#### What the task asks:
Would you output the entries below only from the line containing "Issue #3940, opened 2017-03-17" through the line containing "29, in <module>", exactly as they stand and with both ends included?

#### Data provided:

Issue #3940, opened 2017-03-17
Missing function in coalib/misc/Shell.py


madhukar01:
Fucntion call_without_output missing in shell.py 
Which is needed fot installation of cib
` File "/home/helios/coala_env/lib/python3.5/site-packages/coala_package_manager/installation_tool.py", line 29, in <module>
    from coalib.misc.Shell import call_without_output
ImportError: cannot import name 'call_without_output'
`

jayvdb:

---

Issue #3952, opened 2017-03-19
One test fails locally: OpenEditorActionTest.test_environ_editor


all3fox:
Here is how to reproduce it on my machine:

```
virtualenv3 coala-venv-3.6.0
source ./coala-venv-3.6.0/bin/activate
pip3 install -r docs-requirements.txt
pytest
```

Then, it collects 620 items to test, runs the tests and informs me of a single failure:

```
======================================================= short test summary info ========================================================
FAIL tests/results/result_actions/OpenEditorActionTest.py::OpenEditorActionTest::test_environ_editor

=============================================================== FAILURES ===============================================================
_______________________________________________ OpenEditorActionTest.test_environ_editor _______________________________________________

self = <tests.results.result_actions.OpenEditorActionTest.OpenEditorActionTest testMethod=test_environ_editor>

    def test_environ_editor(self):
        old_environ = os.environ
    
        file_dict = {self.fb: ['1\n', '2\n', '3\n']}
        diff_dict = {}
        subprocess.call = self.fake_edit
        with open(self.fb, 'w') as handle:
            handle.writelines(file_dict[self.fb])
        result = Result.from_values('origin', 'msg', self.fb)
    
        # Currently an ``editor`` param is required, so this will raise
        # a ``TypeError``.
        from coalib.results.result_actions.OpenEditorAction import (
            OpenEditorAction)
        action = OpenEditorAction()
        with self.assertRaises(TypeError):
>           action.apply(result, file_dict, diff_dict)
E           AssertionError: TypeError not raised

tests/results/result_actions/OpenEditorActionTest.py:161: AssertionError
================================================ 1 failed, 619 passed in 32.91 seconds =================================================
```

--

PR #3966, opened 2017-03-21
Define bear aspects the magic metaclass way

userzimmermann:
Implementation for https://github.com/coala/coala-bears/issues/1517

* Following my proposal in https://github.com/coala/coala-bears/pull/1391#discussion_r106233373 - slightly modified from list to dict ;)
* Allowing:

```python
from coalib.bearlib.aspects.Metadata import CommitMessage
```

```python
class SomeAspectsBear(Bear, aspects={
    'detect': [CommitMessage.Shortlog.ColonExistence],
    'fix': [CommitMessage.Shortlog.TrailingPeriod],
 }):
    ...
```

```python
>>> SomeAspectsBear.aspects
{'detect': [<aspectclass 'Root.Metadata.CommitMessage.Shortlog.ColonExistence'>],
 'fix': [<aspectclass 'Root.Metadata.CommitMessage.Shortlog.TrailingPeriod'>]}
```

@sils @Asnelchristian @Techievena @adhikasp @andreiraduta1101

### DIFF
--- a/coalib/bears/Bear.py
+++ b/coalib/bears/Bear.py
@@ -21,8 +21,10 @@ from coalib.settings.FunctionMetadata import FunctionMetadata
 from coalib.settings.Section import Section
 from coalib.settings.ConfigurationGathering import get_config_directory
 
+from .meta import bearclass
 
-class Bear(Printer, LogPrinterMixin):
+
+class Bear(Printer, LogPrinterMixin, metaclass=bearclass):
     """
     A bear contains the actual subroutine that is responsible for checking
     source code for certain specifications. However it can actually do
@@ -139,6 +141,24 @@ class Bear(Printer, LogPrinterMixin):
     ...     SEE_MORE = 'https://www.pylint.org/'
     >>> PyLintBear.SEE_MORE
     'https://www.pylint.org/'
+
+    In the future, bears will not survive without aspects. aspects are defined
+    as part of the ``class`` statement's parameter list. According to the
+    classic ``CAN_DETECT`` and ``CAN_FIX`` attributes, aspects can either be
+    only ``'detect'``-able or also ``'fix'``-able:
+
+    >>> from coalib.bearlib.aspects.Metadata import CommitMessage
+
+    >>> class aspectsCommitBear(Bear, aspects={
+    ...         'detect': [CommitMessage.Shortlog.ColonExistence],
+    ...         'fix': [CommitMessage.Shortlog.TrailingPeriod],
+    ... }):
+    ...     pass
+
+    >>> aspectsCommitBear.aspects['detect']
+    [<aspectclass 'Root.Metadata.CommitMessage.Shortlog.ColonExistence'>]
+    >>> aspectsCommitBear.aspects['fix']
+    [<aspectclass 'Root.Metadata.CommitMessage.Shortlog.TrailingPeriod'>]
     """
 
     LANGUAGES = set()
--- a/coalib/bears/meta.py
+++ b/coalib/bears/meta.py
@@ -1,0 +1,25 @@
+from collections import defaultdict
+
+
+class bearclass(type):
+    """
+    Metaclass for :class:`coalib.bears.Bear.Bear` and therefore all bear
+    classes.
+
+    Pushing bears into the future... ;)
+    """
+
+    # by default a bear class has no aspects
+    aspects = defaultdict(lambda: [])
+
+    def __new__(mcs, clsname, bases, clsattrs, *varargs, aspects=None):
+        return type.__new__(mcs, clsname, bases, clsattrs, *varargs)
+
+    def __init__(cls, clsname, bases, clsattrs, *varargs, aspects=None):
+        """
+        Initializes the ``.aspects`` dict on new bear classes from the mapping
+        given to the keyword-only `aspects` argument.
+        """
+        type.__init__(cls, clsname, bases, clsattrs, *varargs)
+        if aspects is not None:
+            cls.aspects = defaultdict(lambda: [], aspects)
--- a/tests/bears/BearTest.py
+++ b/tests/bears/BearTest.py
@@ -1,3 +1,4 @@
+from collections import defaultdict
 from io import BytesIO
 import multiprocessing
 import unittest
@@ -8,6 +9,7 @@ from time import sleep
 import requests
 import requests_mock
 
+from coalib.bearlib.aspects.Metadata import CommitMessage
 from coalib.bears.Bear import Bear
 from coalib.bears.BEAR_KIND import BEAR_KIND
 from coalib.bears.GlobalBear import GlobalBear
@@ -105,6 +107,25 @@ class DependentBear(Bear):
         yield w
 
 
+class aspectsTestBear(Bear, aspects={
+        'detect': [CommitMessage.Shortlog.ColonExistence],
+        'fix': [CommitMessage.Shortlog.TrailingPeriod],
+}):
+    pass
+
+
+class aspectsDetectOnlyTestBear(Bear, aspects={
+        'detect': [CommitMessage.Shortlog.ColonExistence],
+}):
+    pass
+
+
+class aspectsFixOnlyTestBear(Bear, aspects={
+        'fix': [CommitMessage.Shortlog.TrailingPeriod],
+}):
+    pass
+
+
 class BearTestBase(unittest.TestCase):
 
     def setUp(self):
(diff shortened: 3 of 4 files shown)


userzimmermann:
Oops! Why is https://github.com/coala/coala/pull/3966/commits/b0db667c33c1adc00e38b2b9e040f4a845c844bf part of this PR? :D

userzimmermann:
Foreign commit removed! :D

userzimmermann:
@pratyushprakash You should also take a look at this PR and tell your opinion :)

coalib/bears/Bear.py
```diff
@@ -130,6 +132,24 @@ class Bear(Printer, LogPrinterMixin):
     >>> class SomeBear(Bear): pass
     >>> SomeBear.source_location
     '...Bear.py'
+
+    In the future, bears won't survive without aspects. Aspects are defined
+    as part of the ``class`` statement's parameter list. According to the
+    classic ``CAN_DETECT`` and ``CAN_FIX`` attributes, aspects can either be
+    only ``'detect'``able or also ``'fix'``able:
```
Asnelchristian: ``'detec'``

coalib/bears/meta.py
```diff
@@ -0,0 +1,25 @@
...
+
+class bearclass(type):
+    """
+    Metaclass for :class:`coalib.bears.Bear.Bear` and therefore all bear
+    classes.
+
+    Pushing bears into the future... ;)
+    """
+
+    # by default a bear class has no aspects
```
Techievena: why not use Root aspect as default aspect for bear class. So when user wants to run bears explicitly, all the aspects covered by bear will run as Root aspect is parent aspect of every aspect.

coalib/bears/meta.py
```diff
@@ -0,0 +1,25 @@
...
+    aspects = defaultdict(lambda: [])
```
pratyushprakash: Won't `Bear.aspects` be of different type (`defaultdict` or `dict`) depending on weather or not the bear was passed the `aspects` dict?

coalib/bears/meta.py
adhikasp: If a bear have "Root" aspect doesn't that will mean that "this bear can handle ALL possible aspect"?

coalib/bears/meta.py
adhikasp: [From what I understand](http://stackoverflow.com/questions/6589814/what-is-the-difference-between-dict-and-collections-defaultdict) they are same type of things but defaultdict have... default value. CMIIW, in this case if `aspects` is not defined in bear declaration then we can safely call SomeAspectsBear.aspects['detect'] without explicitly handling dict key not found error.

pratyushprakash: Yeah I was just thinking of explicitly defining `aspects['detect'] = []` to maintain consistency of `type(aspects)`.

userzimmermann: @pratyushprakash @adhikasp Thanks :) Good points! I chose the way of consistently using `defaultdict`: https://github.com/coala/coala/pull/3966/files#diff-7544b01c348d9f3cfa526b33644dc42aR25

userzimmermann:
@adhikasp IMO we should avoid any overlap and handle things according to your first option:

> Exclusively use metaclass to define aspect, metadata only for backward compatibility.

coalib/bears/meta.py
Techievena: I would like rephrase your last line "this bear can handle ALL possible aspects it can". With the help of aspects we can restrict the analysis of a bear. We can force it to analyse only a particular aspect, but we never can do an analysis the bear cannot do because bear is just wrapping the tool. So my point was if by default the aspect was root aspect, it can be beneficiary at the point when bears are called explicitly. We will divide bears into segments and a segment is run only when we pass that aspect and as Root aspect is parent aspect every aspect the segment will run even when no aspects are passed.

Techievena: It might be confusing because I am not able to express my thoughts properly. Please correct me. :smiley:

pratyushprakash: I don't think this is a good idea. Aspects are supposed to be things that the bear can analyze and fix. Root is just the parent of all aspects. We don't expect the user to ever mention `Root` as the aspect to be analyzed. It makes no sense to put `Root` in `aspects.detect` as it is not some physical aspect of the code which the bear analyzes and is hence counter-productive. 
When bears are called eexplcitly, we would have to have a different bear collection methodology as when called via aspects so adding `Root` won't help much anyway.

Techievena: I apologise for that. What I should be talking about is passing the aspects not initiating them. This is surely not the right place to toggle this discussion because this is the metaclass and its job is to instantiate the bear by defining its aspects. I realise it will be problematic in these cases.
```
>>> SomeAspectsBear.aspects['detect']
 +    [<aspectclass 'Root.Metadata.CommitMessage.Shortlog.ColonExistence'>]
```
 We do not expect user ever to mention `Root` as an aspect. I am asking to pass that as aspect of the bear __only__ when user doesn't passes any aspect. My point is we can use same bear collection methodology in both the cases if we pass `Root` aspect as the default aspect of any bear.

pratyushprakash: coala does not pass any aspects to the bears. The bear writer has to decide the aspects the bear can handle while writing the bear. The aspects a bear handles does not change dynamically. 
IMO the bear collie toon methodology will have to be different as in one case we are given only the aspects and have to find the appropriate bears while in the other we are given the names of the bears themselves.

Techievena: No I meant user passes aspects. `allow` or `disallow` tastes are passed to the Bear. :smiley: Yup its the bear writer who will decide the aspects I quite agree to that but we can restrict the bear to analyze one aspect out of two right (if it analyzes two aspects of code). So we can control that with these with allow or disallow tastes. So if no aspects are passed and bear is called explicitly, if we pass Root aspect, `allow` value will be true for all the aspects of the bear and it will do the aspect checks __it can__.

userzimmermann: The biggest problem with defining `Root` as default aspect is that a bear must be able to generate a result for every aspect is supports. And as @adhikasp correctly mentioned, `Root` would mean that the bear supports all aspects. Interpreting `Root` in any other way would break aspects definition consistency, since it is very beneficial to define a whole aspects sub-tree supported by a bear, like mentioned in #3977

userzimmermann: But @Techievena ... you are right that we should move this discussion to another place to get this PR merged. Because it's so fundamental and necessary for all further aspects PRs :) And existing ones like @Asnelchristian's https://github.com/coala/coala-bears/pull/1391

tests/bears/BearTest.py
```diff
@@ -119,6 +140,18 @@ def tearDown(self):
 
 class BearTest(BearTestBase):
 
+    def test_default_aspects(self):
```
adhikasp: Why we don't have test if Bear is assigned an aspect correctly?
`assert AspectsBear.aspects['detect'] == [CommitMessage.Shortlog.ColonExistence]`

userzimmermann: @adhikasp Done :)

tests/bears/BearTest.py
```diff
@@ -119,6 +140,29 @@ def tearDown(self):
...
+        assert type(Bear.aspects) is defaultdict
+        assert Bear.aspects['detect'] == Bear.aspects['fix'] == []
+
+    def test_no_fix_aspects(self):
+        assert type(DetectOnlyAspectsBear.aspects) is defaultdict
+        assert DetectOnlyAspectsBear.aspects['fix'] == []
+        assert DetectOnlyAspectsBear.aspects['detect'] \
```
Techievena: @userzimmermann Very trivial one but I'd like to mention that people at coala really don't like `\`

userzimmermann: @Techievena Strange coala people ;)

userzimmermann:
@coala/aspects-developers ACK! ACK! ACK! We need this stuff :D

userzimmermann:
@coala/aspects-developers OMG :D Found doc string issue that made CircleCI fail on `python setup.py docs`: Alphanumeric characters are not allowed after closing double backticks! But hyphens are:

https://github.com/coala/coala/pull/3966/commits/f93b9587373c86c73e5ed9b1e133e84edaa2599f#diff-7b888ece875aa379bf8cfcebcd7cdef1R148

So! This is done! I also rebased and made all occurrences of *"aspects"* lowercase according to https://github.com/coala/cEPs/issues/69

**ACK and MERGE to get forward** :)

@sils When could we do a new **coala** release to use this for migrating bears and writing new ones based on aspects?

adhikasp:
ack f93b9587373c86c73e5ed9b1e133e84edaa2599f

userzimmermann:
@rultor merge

#### Reply to the exercise:
Issue #3940, opened 2017-03-17
Missing function in coalib/misc/Shell.py


madhukar01:
Fucntion call_without_output missing in shell.py 
Which is needed fot installation of cib
` File "/home/helios/coala_env/lib/python3.5/site-packages/coala_package_manager/installation_tool.py", line 29, in <module>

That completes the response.